__Prompt__. Every line with the string "rnpgp" should be copied from the data.

[Records excerpted from a collection]
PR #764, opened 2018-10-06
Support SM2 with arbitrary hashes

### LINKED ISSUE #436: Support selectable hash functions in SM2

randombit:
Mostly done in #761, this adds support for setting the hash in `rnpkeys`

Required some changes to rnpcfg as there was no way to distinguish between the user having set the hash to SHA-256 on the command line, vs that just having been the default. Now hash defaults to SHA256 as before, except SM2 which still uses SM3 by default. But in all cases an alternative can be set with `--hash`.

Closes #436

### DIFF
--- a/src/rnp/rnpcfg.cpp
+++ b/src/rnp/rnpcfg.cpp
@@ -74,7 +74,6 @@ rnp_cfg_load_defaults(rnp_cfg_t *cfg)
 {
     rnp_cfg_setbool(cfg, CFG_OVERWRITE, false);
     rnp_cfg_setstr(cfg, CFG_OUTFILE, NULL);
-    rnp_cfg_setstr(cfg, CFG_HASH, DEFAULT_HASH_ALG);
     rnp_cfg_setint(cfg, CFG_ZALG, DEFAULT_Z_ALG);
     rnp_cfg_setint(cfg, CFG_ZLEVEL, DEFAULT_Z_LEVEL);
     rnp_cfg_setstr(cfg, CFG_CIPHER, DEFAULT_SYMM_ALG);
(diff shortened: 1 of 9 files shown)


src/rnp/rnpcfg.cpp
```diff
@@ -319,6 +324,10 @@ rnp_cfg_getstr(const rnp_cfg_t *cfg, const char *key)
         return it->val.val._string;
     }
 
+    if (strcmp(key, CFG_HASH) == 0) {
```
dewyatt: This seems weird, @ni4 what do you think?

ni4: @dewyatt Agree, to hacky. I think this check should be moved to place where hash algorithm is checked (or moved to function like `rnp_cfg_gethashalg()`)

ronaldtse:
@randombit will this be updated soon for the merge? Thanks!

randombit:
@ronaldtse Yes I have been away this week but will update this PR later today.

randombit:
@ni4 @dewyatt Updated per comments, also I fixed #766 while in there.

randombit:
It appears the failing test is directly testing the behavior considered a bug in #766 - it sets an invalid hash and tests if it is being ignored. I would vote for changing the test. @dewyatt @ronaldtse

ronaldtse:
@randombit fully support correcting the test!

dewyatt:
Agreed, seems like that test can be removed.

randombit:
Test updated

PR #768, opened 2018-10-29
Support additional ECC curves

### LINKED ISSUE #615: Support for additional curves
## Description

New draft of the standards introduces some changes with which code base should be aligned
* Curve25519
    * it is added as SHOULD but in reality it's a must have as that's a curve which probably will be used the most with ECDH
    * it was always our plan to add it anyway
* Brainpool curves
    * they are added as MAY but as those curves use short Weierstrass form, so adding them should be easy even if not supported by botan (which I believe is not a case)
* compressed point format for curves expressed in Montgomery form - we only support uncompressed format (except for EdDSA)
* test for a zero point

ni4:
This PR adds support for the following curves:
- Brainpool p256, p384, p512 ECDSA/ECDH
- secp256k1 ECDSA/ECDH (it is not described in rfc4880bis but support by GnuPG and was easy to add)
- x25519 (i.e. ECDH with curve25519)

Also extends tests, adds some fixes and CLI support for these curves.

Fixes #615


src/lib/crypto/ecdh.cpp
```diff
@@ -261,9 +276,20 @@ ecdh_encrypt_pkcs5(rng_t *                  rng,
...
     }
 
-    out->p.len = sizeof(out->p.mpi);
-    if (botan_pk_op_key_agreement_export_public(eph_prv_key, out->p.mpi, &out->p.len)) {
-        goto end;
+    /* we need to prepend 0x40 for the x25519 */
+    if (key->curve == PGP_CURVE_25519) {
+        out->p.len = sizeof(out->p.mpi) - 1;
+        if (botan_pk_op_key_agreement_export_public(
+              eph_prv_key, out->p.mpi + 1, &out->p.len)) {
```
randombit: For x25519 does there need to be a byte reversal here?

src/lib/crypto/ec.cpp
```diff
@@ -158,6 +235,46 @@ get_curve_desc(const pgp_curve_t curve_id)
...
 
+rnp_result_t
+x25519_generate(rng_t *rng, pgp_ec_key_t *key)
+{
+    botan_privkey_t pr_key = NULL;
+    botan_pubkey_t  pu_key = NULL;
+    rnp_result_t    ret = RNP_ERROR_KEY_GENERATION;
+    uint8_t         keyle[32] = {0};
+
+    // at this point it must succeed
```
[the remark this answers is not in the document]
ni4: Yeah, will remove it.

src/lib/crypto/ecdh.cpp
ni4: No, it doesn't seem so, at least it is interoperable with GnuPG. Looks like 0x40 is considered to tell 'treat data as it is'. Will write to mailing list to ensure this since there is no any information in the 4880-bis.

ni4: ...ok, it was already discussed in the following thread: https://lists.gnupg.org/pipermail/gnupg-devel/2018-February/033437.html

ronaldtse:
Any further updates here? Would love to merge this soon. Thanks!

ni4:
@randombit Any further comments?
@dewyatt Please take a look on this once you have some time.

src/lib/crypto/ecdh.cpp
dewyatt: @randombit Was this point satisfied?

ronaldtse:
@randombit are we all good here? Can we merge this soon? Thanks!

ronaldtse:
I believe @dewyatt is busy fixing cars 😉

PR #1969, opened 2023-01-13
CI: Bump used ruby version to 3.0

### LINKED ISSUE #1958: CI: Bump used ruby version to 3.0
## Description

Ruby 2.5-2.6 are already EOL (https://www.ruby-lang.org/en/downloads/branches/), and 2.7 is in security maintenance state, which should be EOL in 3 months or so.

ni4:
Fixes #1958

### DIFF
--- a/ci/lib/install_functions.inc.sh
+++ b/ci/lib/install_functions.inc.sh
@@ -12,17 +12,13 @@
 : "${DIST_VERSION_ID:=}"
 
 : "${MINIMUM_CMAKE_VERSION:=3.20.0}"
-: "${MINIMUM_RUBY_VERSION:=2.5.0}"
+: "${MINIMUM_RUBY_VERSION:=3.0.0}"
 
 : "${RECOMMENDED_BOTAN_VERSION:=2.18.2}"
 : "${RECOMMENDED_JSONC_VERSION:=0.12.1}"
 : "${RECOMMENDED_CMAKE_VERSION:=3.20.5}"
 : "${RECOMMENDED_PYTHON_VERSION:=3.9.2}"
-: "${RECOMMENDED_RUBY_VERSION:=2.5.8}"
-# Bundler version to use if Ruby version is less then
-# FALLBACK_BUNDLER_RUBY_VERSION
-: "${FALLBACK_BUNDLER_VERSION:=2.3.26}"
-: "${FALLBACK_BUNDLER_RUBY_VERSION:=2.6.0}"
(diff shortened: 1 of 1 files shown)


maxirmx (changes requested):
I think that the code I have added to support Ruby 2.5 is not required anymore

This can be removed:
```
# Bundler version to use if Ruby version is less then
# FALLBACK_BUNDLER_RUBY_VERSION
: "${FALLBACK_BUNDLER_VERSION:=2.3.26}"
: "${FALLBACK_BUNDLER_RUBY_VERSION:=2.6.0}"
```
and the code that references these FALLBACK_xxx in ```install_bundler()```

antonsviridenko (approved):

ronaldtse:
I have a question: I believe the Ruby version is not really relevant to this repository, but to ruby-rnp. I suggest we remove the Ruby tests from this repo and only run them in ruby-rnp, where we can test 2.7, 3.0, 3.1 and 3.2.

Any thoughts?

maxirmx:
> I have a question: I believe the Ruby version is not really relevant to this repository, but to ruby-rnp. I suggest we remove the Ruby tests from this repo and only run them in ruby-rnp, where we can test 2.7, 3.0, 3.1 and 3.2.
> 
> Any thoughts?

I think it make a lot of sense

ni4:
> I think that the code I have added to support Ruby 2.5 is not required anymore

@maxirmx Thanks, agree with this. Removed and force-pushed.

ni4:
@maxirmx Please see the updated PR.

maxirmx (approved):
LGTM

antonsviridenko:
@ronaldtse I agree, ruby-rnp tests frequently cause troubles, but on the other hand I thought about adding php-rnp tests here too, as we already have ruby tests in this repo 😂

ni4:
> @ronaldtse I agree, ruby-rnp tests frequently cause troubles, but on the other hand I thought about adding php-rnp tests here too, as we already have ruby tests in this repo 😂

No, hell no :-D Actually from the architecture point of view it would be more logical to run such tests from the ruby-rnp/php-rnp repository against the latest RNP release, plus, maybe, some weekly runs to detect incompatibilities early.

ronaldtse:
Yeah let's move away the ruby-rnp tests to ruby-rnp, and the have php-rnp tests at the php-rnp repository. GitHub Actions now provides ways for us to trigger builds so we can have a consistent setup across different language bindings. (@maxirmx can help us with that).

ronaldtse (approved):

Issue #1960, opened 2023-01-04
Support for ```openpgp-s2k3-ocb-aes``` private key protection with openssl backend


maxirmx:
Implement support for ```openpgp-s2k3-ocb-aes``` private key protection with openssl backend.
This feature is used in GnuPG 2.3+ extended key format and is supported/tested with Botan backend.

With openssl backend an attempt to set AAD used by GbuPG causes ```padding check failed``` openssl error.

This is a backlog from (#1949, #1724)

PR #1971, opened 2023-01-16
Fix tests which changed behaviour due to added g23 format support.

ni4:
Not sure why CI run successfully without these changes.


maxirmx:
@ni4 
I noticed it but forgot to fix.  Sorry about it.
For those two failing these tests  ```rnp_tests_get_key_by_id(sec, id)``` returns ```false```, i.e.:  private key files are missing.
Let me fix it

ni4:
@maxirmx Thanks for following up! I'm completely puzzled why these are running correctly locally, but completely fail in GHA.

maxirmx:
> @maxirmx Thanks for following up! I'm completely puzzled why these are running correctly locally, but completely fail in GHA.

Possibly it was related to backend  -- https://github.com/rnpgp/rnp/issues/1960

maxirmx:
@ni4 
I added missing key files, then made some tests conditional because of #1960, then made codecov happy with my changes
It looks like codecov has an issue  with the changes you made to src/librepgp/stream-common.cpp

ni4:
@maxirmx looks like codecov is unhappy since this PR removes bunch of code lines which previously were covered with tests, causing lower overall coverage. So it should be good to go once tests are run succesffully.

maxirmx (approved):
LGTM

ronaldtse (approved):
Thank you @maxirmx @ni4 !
* * *
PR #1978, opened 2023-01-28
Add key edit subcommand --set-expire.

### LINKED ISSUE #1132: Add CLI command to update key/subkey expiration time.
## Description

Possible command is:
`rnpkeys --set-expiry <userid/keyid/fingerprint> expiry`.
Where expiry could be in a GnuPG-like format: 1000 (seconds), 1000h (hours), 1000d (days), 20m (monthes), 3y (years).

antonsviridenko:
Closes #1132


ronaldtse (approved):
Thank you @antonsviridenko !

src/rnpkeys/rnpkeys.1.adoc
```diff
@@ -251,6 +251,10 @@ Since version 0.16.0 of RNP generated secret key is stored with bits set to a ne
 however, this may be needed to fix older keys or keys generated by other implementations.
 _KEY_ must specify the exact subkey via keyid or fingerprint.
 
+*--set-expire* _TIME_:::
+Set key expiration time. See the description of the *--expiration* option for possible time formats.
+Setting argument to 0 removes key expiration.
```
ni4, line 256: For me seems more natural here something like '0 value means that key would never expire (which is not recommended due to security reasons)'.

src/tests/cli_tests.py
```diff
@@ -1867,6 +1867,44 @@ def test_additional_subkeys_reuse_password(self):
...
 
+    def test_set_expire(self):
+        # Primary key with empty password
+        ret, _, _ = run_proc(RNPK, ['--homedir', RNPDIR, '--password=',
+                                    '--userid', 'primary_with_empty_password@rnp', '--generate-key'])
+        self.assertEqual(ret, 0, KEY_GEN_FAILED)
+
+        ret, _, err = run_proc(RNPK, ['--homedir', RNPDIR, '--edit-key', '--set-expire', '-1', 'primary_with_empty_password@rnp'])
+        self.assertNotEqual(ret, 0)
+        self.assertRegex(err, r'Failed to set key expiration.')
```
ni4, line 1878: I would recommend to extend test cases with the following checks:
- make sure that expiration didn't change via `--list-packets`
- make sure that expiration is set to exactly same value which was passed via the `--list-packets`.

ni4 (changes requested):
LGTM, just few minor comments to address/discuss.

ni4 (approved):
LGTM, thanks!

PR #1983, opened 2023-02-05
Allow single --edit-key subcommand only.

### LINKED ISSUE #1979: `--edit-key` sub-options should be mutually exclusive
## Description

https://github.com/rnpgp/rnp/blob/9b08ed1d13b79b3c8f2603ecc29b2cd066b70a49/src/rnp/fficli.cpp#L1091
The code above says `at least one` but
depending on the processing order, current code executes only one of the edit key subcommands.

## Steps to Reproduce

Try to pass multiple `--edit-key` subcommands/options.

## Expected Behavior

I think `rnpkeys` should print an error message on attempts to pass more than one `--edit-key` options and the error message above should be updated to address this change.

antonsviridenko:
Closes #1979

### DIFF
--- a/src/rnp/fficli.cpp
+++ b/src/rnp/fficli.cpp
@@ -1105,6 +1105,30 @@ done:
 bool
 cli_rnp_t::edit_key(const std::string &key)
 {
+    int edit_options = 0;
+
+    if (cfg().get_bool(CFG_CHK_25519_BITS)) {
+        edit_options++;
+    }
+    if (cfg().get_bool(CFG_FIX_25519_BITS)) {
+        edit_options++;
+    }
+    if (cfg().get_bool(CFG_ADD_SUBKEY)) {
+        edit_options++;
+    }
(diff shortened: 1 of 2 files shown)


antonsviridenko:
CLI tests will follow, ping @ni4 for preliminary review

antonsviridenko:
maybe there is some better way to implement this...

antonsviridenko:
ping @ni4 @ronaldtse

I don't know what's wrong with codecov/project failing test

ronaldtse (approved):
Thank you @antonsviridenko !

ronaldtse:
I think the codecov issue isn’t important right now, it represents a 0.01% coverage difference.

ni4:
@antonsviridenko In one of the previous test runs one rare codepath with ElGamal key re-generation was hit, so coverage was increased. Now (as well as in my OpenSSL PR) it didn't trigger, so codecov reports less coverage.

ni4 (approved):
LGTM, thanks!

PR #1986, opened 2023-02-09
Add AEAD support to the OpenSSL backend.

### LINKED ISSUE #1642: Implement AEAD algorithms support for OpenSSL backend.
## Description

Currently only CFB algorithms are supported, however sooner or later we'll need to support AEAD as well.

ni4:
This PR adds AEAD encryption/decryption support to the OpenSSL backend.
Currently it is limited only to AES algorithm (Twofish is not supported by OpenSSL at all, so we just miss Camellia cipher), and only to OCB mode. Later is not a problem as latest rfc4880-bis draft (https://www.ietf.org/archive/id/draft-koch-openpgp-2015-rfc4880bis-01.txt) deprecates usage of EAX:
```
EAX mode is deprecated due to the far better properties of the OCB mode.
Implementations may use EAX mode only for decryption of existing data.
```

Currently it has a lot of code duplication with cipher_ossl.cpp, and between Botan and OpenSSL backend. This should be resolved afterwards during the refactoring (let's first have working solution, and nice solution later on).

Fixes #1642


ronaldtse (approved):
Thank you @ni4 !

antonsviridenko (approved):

__Output of the exercise__.
Possibly it was related to backend  -- https://github.com/rnpgp/rnp/issues/1960
https://github.com/rnpgp/rnp/blob/9b08ed1d13b79b3c8f2603ecc29b2cd066b70a49/src/rnp/fficli.cpp#L1091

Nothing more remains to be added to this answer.